The current demand for physiotherapy and rehabilitation services in Malawi cannot be met by the current workforce.41 Patients with severe injuries often experience lengthy periods of inpatient hospitalisation with prolonged bed rest, especially when they must wait for surgery due to demand for theatre time, lack of skilled personnel, or lack of needed surgical instruments and implants. Longer periods of physical inactivity delays recovery and leads to less favourable outcomes. A significant proportion of trauma patients become permanently disabled, and this is associated with a reduced quality of life for the individual as well as adverse economic consequences for the entire family.42 Trauma registries that track long-term outcomes for injured individuals will help to quantify the unmet need for physiotherapy and rehabilitation as well as documenting the resources available for this level of care. The trauma care process cannot be considered complete until patients have received necessary rehabilitation care and regained the function necessary to return to their homes and to regular routines.

Trauma research

There is an urgent need for more significant investment in trauma research in Malawi all along the spectrum of trauma care from prevention through rehabilitation.  This includes descriptive epidemiological research that aims to understand the burden of injuries and associated disability and mortality in Malawi as well as clinical and economic research to test the most effective strategies for reducing the burden from injuries and improving the clinical care and outcomes trauma patients.  A national trauma research action plan and funding designated for this initiative will provide guidance and resource for research teams.

Concluding remarks

Although the Ministry of Health has a key role to play in injury prevention and improved trauma care, there is need for the involvement of leaders from many sectors, including education, transport, nongovernmental organisations, academia, and others.
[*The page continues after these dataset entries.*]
PR #812, opened 2022-02-22
cmd/issue: add "i" alias to the command

### LINKED ISSUE #810: `issue`: add alias for just `i`?
I hesitate to make this request b/c it might be workflow specific to me (or just me being laaaazy), but I use `lab issue` a lot and would love to have a built-in alias for just `lab i`. 

**Considerations**  
* aliases are currently used only for subcommands (ie `lab issue b` for `lab issue browse`) not top level commands
  * exceptions includes `lab repo` (alias for `lab project`) and `lab snip` (alias for `lab snippet`)
  * So it's a little bit unprecedented to add a alias of this kind to a top level command.
* Right now, when I run `lab i`, it gets handed off to `git` and the only `i` based command that git suggests is `init`. 
  * So there aren't any/many `git i*` or `lab i*` commands that could confuse this.

**Workaround**
I currently have a git alias defined for this: `i = "!lab issue"`, and this works, but it triggers the "lab's git passthrough command support will be removed in a later release." warning whenever I use it. 

Is there a way to create custom command aliases just w/i lab, or is the only way to do this w/ a code change w/i `lab`?

bmeneg:
The 'issue' command is one of the high-demand commands within lab with,
probably, 'mr', and enabling the alias 'i' for it seems a good approach
for all lazy developers that we all are. 'mr', 'todo', 'ci', 'repo' are
already shorthand themselves, adding this specific to 'issue' should not
harm, even more considering we aren't creating one-letter aliases to
every single command.

Fix #810 .

### DIFF
--- a/cmd/issue.go
+++ b/cmd/issue.go
@@ -6,6 +6,7 @@ import (
 
 var issueCmd = &cobra.Command{
 	Use:              "issue",
+	Aliases:          []string{"i"},
 	Short:            `Describe, list, and create issues`,
 	Long:             ``,
 	PersistentPreRun: labPersistentPreRun,


zampierilucas:
I'm foreshadowing people wanting this to be configurable 😬

zampierilucas (approved):

bmeneg:
> I'm foreshadowing people wanting this to be configurable 😬

Easy answer: alias it locally.

Hotkeys I understand people willing to configure, but command shorthand is too much. LOL.

prarit:
"i".  LOL

prarit (approved):

PR #821, opened 2022-04-06
cmd/mr_create: add --no-edit flag to not open editor

### LINKED ISSUE #819: mr create: accept default MR description
We open new MRs with a command like:
```
$ lab mr create --force-linebreak --draft <remote> <target_branch>
```
and always use the default description that is loaded in the editor.  Is there a way to accept the default MR description from the command line?

Alternatively, should we just do something like?
```
$ lab mr create -F <(git show -1) ...
```

bmeneg:
The default behavior when creating an MR is to open the editor regardless
the amount of commits:

- 1 commit: open editor with the commit's title and body already in place.
- 1+ commits: open editor with an empty message

This patch adds the --no-edit to allow users of the first option (single
commit) to tell lab to create the MR using the commit's message right away,
without opening the editor.

If --no-edit is used with the second option (multiple commits) lab exits
with a error message.

Fixes #819 

### DIFF
--- a/cmd/mr_create.go
+++ b/cmd/mr_create.go
@@ -57,6 +57,7 @@ func init() {
 	mrCreateCmd.Flags().String("milestone", "", "set milestone by milestone title or ID")
 	mrCreateCmd.Flags().StringP("file", "F", "", "use the given file as the Title and Description")
 	mrCreateCmd.Flags().StringP("file-edit", "f", "", "use the given file as the Title and Description and open the editor")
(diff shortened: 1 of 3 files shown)


prarit (approved):
Looks good to me.  My apologies for the delay in review.

zampierilucas (approved):

bmeneg:
The test failure seems related to the PR https://github.com/zaquestion/lab/pull/826

PR #825, opened 2022-04-09
mr list: Milestone exact match fix

prarit:
The following error occurs with 'lab mr list' when looking for MRs with a
specific milestone:

[prarit@prarit rhel-8]$ lab mr list --state merged --milestone 'RHEL-8.7.0'
2022/04/09 08:58:45 ERROR: mr_list.go:120: Milestone 'RHEL-8.7.0' is ambiguous

There are two milestones with similar names in the project:

[prarit@prarit rhel-8]$ lab milestone list  | grep "8.7.0"
RHEL-8.7.0-test - Red Hat Enterprise Linux 8, release 8.7.0
RHEL-8.7.0 - Red Hat Enterprise Linux 8.7.0 release

The lab error occurs because the GitLab API List Milestones option does
not do exact matching and returns a list of possible matching milestones.
Since no one else has hit this error it seems safe to look for and return
an exact match if the API returns multiple milestones.

Look for an exact match when searching for a milestone.


zampierilucas:
I'm not sure if I agree with this one, as I can see myself using vague terms as --milestone "8.x" and wanting to get the result for that stream without having to specify the prefix.

That being said, It seems like we are using `GET /projects/:id/milestones?search=<lab input>`, on line 913, to get milestones back, I propose we use `GET /projects/:id/milestones?title=<lab input>` when the user wants to be specific with his request.

I'm not sure if another option would suit it, perhaps --title ?

zampierilucas:
Instead of checking it agains the user input, you could change line 913 to title instead of serach, that would make gitlab ensures exact match instead of us.

bmeneg:
> Instead of checking it agains the user input, you could change line 913 to `title` instead of `search`, that would make GitLab ensures exact match instead of us.

@prarit I agree with Lucas. GitLab already offers the exact match logic with "Title" instead of "Search". So changing it in `&gitlab.ListMilestonesOptions` and removing the "ambiguity" conditional seems better.

prarit:
Fixed.  Sorry for the delay.

zampierilucas (approved):

bmeneg (approved):

PR #837, opened 2022-06-23
Fix guessing the MR ID based on the current branch

bmeneg:
This PR fixes the lab's "guess" operation for retrieving the MR ID
based on the currently checked-out branch, which was, recently,
causing issues with the testing code.

Currently, if any MR opened from a forked project but with the 
same source branch name will get mixed with MRs from the 
original project with that name, possibly returning the wrong
ID to the user.

Check the second commit for more detailed information.

### DIFF
--- a/internal/gitlab/gitlab.go
+++ b/internal/gitlab/gitlab.go
@@ -453,29 +453,19 @@ func MRGet(projID interface{}, id int) (*gitlab.MergeRequest, error) {
 // MRList lists the MRs on a GitLab project
 func MRList(projID interface{}, opts gitlab.ListProjectMergeRequestsOptions, n int) ([]*gitlab.MergeRequest, error) {
 	if n == -1 {
-		opts.PerPage = maxItemsPerPage
+		n = maxItemsPerPage
 	}
 
-	list, resp, err := lab.MergeRequests.ListProjectMergeRequests(projID, &opts)
-	if err != nil {
-		return nil, err
-	}
-
-	var ok bool
-	if opts.Page, ok = hasNextPage(resp); !ok {
-		return list, nil
-	}
-
-	for len(list) < n || n == -1 {
-		if n != -1 {
-			opts.PerPage = n - len(list)
-		}
+	var list []*gitlab.MergeRequest
+	for len(list) < n {
+		opts.PerPage = n - len(list)
 		mrs, resp, err := lab.MergeRequests.ListProjectMergeRequests(projID, &opts)
 		if err != nil {
 			return nil, err
 		}
 		list = append(list, mrs...)
 
+		var ok bool
 		if opts.Page, ok = hasNextPage(resp); !ok {
 			break
 		}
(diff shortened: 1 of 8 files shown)


zampierilucas (approved):

bmeneg:
Unfortunately, I'm not being able to figure out what's going on with the test: why it's failing. Give me a few more hours and I'll have it fixed.

prarit (approved):

bmeneg:
Ok, I had to add an additional commit to fix a few test cases that were changed due to old bogus tests that left the test repo in a weird state (ie. MRs were opened but not closed)

internal/gitlab/gitlab.go
```diff
@@ -463,6 +463,18 @@ func MRList(projID interface{}, opts gitlab.ListProjectMergeRequestsOptions, n i
 		if err != nil {
 			return nil, err
 		}
+		// SourceBranch was specified, so we need to make sure we're listing MRs
+		// for the source branch for the specific projID and not a fork.
```
fmuellner, line 467: That assumes that the lab user only creates merge requests from branches on the upstream remote, and not their own fork. If you are pushing to a fork and create a merge request from that, then the whole feature is now broken.

IMHO the correct ID for filtering is the project that corresponds to the branch's upstream remote.

Maybe including `AuthorID` in the options would be an alternative to filtering by branch, although that would mean that guessing doesn't work for other people's merge requests (for example for branches created via `lab mr checkout ...`).

fmuellner: > Do you mean the following change?

No. As I understand it, `SourceProjectID` refers to the project where the branch that is being merged comes from, and `ProjectID` is the project where it is being merged (no clue what's the difference between `ProjectID` and `TargetProjectID`).

If that's correct, then it depends on whether the two should or should not match:

.1 Push directly to the upstream remote, IDs should match:
```sh
$ git push -u origin current-branch; lab mr create
```
2. Push to the personal fork, IDs should not match:
```sh
$ git push -u fmuellner current-branch; lab mr create
```

I think what we *really* want is based on the branch's upstream remote (like `git config branch.current-branch.remote`) and somehow match that to a gitlab project. I'm afraid I don't have any great ideas how to actually do that :-(

In particular "origin" is tricky, as I've seen two different uses:
 - 'origin' refers to the upstream
 - 'origin' refers to the personal fork, the upstream remote uses 'upstream'

We probably have to look at the remote's url. It looks like the Project type has `SSHURLToRepo` and `HTTPURLToRepo` fields, but relying on exact matches sounds fragile (I'm thinking of stuff like http vs. https, trailing slashes, ...)

fmuellner: > I think what we _really_ want is based on the branch's upstream remote (like `git config branch.current-branch.remote`) and somehow match that to a gitlab project. I'm afraid I don't have any great ideas how to actually do that :-(

It turns out that all the bits that are needed are already in place, so this was a lot easier than I thought:
https://github.com/zaquestion/lab/pull/838

bmeneg: Ah right! I see what you meant and how it breaks `mr create`.
Thanks for the quick PR. I'll review #838.

PR #838, opened 2022-07-01
Consider branch remote when guessing MR

fmuellner:
When trying to guess the merge request that corresponds to a
local branch, we search for MRs that match the (upstream) branch
name.

But as branch names only have to be unique within a project, it
is possible that there are multiple merge requests from different
forks that use the same source branch name.

Luckily we do know which is the correct source project: It's the
one that corresponds to the remote that the local branch was pushed
to.

### DIFF
--- a/cmd/mr_browse_test.go
+++ b/cmd/mr_browse_test.go
@@ -20,7 +20,7 @@ func Test_mrBrowseWithParameter(t *testing.T) {
 }
 
 func Test_mrBrowseCurrent(t *testing.T) {
-	git := exec.Command("git", "checkout", "mrtest")
+	git := exec.Command("git", "checkout", "mrtest2")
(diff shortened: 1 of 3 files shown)


bmeneg:
This PR changes the expected behavior by the Test_mrBrowseCurrent test code: the `mrtest` branch tracks the `lab-testing` remote, while the test expects an MR (!1) which has as its source project the upstream own `mrtest` branch.

To fix it I pushed to your branch the necessary changes in  `cmd/mr_browse_test.go`. Hopefully, it'll be enough.

bmeneg (approved):

bmeneg:
I'll also create a "hotfix" with your change and release it as 0.25.1.
Many thanks, @fmuellner!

Collaboration among these stakeholders will ensure that plans to reduce the burden of injuries and improve trauma care in Malawi are translated into action. The establishment of a lead agency to oversee the development of an inclusive trauma system is important, but the success of such a programme will require the support of clinicians and other leaders in the health sector. The plans needs to include all types of healthcare facilities and the full spectrum of care from the prehospital phase through hospitalisation and rehabilitation. The serious limitations in trauma care in Malawi have resulted in the loss of many lives and caused a lot of disability. This is not acceptable as Malawi develops. It is time for national action to reduce injuries. All members of the Medical Association of Malawi and others who work in the health sector are called upon to take part in making injury prevention and improved trauma care a reality.

Competing interests

All authors declare that they have no competing interests related to this work.